HTML to Markdown: unreliable override of renderer handlers

Open p10trk opened this issue 3 years ago • 1 comments

Describe the bug

When overriding a Markdown renderer handler by setting the UNWRAPPED_TAGS option, the override is sometimes applied and sometimes not.

[ ] Parser
[ ] HtmlRenderer
[ ] Formatter
[ ] FlexmarkHtmlParser
[ ] DocxRenderer
[ ] PdfConverterExtension
[ ] extension(s)
[x] FlexmarkHtmlConverter

To Reproduce

In the following test, we convert HTML with a definition list to Markdown. As the definition list contains div tag, it is not converted correctly by the default renderer handler in FlexmarkHtmlConverter. I override the handler using the UNWRAPPED_TAGS option, such that the tags dl, dt, and dd get processed in a generic way.

The runs the convertion 10000 times and prints how many times it was correct and incorrect.

    @Test
    public void testMarkdownDefinitionList() {
        String markdown;
        int correct = 0;
        int incorrect = 0;

        DataHolder flexmarkOptions = new MutableDataSet()
                .set(UNWRAPPED_TAGS, new String[] { "article", "address", "frameset", "section", "small", "iframe",
                        "dl", "dt", "dd", })
                .toImmutable();
        FlexmarkHtmlConverter converter = FlexmarkHtmlConverter.builder(flexmarkOptions).build();

        for (int i = 0; i < 10000; i++) {
            String html = "<dl id=\"definition-list\">\n" +
                    "<div>\n" +
                    "<dt></dt>\n" +
                    "<dd>Data 1</dd>\n" +
                    "<span>\n" +
                    "<dd>Data 2</dd>\n" +
                    "</span>\n" +
                    "</div>\n" +
                    "</dl>";

            markdown = converter.convert(html);

            if (markdown.contains("Data 2")) {
                correct++;
            } else {
                incorrect++;
            }
        }

        System.out.println("correct: " + correct + ", incorrect: " + incorrect);

        assertEquals(0, incorrect);
    }

Expected behavior

The test should be successful.

Resulting Output

The test fails and shows a similar number of correct and incorrect conversions.

Additional context

It seems, however I haven't had time to confirm, that this issue may be caused by storing the Markdown renderer handlers in a Set instead of a List (HtmlConverterCoreNodeRenderer.java:66).

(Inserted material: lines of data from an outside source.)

PR #5863, opened 2026-09-09
KTOR-9868 Report malformed TLS record headers as TlsException

zibet27:
**Subsystem**
Network — `ktor-network-tls` (`io.ktor.network.tls` record parser, JVM)

**Motivation**
[KTOR-9868](https://youtrack.jetbrains.com/issue/KTOR-9868) — *Ktor Network: TLS record parser crash on malformed input*

`ByteReadChannel.readTLSRecord()` parses the 5-byte TLS record header directly from peer input:

```kotlin
val type = TLSRecordType.byCode(readByte().toInt() and 0xff)   // Parser.kt:19
val version = readTLSVersion()                                  // -> TLSVersion.byCode
```

Both `TLSRecordType.byCode` and `TLSVersion.byCode` throw `IllegalArgumentException` for an unknown code. Because that is not an `IOException`, it slips past every `catch (cause: IOException)` a caller may have around a connection and reaches the application as an uncaught crash. That is exactly what the reporter saw in production:

```
Fatal Exception: java.lang.IllegalArgumentException: Invalid TLS record type code: 75
       at io.ktor.network.tls.TLSRecordType$Companion.byCode(TLSRecordType.java:32)
       at io.ktor.network.tls.ParserKt.readTLSRecord(Parser.kt:19)
```

The inconsistency is visible inside the very same function: the frame-size check four lines below already reports malformed input as a `TLSException`/`TlsException`, which *is* an `IOException` (a `javax.net.ssl.SSLException` on JVM).

**Solution**
`readTLSRecord` now maps both record-header lookups to `TlsException`, so malformed peer input is reported as an IO/TLS failure like every other malformed-input case in that function.

- `ktor-network/ktor-network-tls/jvm/src/io/ktor/network/tls/Parser.kt` — the record type read moves into a private `readTLSRecordType()` helper, and the existing private `readTLSVersion()` gets the same treatment. Both translate `IllegalArgumentException` into `TlsException`, preserving the original message (`Invalid TLS record type code: 75`) and attaching the cause.

Deliberately kept out of scope: `TLSHandshakeType.byCode`, `ServerKeyExchangeType.byCode` and `TLSAlertLevel/Type.byCode` share the same pattern and are reachable from the handshake path, but they are not on the reported stack trace and are not part of the record header. They are worth a separate look.

**Public API is unchanged.** `TLSRecordType.byCode` and `TLSVersion.byCode` keep their documented "or fail" contract and their exception type; only the internal parser is adjusted. `checkKotlinAbi` reports no ABI diff and no `api/*.api` dump was touched.

**Tests**
This branch includes the reproducer from #1 (`KTOR9868ReproTest`), so **PR #1 can be closed** once this is merged. One test was appended for the version half of the record header:

| Test | Before | After |
| --- | --- | --- |
| `unknown record type code is reported as an IO failure` | fails (`IllegalArgumentException`) | passes |
| `unknown record version code is reported as an IO failure` (new) | fails (`IllegalArgumentException`) | passes |
| `well-formed handshake record is parsed` | passes | passes |
| `oversized frame is reported as an IO failure` | passes | passes |

**Validation**
Run against the touched module in the order `AGENTS.md` prescribes (JDK 21):

```bash
./gradlew :ktor-network-tls:jvmTest        # KTOR9868ReproTest 4/4, HostnameUtilsTest 14/14,
                                           # TLSConfigBuilderTest 4/4, ClientCertificateRequestTest 1/1
./gradlew :ktor-network-tls:assemble       # BUILD SUCCESSFUL
./gradlew :ktor-network-tls:formatKotlin   # no changes produced
./gradlew :ktor-network-tls:lintKotlin     # BUILD SUCCESSFUL
./gradlew :ktor-network-tls:checkKotlinAbi # BUILD SUCCESSFUL — no ABI diff
```

Only JVM sources changed, so no other platform test tasks were run.

One pre-existing failure is unrelated to this change: `ConnectionTest.tlsWithoutCloseTest` connects to `www.google.com:443` and fails with `UnresolvedAddressException` in the sandbox used for this run. It was verified to fail identically on the unmodified tree.

Opened by the Air Fix automation; human review required; do not auto-merge.

---
Produced by AIR Automations. Name: Fix Draft / Run: https://air.jetbrains.cloud/org/05cf1a7f-6ab5-713b-abd3-29d0c8a05e2d/automations/78b14ee6-cedb-4284-bfc7-9fa43e5e8378?run=349d949c-52eb-4d0c-bd63-0de9f38c50bd


zibet27:
A PR is copied from https://github.com/zibet27/ktor/pull/2

I was experimenting with Air Automations
It can create a PR for the reproducer, create a PR with a fix, and update the fix after review
Applied limitations: PRs are made to my fork, and updates are made only after my review

osipxd (commented):
We have a flaw in our implementation: on invalid TLS protocol values we currently only throw a ‎`TlsException`, but we should also send a fatal alert and abort the connection, as required by the TLS RFC.

zibet27:
>  but we should also send a fatal alert and abort the connection, as required by the TLS RFC.

@osipxd Should I do it in this PR or open another one?

bjhham:
> [Osip Fatkullin (@osipxd)](https://github.com/osipxd) Should I do it in this PR or open another one?

I think this can wait.  If we have time to implement TLS 1.3 in 3.7.0 we'll probably rewrite quite a bit of the handshake logic.

ktor-network/ktor-network-tls/jvm/src/io/ktor/network/tls/TLSHandshakeType.kt
```diff
@@ -34,10 +34,15 @@ public enum class TLSHandshakeType(public val code: Int) {
          *
          * [Report a problem](https://ktor.io/feedback/?fqname=io.ktor.network.tls.TLSHandshakeType.Companion.byCode)
          */
-        public fun byCode(code: Int): TLSHandshakeType = when (code) {
-            in 0..0xff -> byCode[code]
-            else -> null
-        } ?: throw IllegalArgumentException("Invalid TLS handshake type code: $code")
+        public fun byCode(code: Int): TLSHandshakeType =
+            byCodeOrNull(code) ?: throw IllegalArgumentException("Invalid TLS handshake type code: $code")
```
bjhham, line 38: Why not just change the exception type under all these `byCode` functions instead of introducing `byCodeOrNull` everywhere?  To preserve the existing contract for anyone relying on `IllegalArgumentException`?

zibet27:
> I think this can wait

Do you mean this PR as well?

ktor-network/ktor-network-tls/jvm/src/io/ktor/network/tls/TLSHandshakeType.kt
zibet27: Yeah, and feels weird to throw `TlsException` in `byCode` methods

bjhham:
> Do you mean this PR as well?

Nah, this one is fine.  I just wouldn't invest more time until after planning.

ktor-network/ktor-network-tls/jvm/src/io/ktor/network/tls/TLSHandshakeType.kt
bjhham: I think maybe a better approach would be to broaden the exception handling so that everything is caught and wrapped with `TlsException` since it roughly translates to "something failed during the TLS handshake" and we should be sending an alert for any failure, not just a subset of known errors.

PR #5870, opened 2026-09-11
Fix KTOR-9794 Digest Auth: NullPointerException

zibet27:
**Subsystem**
Client Auth

**Motivation**
[KTOR-9794](https://youtrack.jetbrains.com/issue/KTOR-9794)

**Solution**
`parseChallenge` on every `isApplicable` and `addRequestHeaders` which:
- fixes NPE
- allows sending multiple requests safely

### DIFF
--- a/ktor-client/ktor-client-plugins/ktor-client-auth/common/src/io/ktor/client/plugins/auth/providers/DigestAuthProvider.kt
+++ b/ktor-client/ktor-client-plugins/ktor-client-auth/common/src/io/ktor/client/plugins/auth/providers/DigestAuthProvider.kt
@@ -116,10 +116,6 @@ public class DigestAuthProvider(
     override val sendWithoutRequest: Boolean
         get() = error("Deprecated")
 
-    private val serverNonce = atomic<String?>(null)
-
-    private val qop = atomic<String?>(null)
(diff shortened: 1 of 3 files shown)


ktor-client/ktor-client-plugins/ktor-client-auth/common/src/io/ktor/client/plugins/auth/providers/DigestAuthProvider.kt
```diff
@@ -116,10 +116,6 @@ public class DigestAuthProvider(
     override val sendWithoutRequest: Boolean
         get() = error("Deprecated")
 
-    private val serverNonce = atomic<String?>(null)
-
-    private val qop = atomic<String?>(null)
-    private val opaque = atomic<String?>(null)
     private val clientNonce = atomic<String?>(null)
 
     private val requestCounter = atomic(0)
```
osipxd, line 121: It is pre-existing, but I've noticed one problem with `nc`. Not critical.

> nc
>   the number of requests … that the client has sent with **the nonce value in this request** 

It seems we should track different counters per different nonces. But this doesn't block the PR

osipxd (approved):
👍

PR #5872, opened 2026-09-11
KTOR-9889 Fix deadlock in concurrent module loading with Dependency Injection

zackman0010:
## Summary

- Fixes KTOR-9889
- Under `ktor.application.startup = concurrent`, a module that resolves a dependency declared by a later-loaded module suspends on a `DependencyInitializer.Missing` placeholder. When the providing module later calls `provide()`, `Missing.provide()` piped the provided initializer's `Deferred` straight into `completeWith()` without ever starting it.
- `Explicit.resolve()` creates that `Deferred` lazily (`async(start = CoroutineStart.LAZY)`), and `CompletableDeferred.completeWith()` only *observes* completion via `invokeOnCompletion` - it never drives the underlying coroutine. Without an explicit `start()`, the lazy initializer's body never runs, so the `Deferred` never completes, and every resolver suspended on the `Missing` placeholder hangs forever.
- The fix calls `.start()` on the resolved `Deferred` before piping it into `completeWith()`. `start()` is a no-op for an already-started or already-completed `Deferred`, so this is safe for every `DependencyInitializer` variant, not just `Explicit`'s lazy one.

And then, the following code in FlexmarkHtmlConverter.java:

                Set<HtmlNodeRendererHandler<?>> formattingHandlers = htmlNodeRenderer.getHtmlNodeRendererHandlers();
                if (formattingHandlers == null) continue;

                for (HtmlNodeRendererHandler<?> nodeType : formattingHandlers) {
                    // Overwrite existing renderer
                    renderers.put(nodeType.getTagName(), nodeType);
                }

.. would pick elements from formattingHandlers in a random way and sometimes fail to override the handler that we wanted to override.

Jun 16 '22 23:06 p10trk

The bug is fixed in my pull request. It comes with an unit test, but I'm not sure how to integrate it with the existing AsciiDoc format (found no way to repeat a single test an arbitrary number of times). I'm open to suggestions if there is an easy fix :)

Jun 24 '22 13:06 p10trk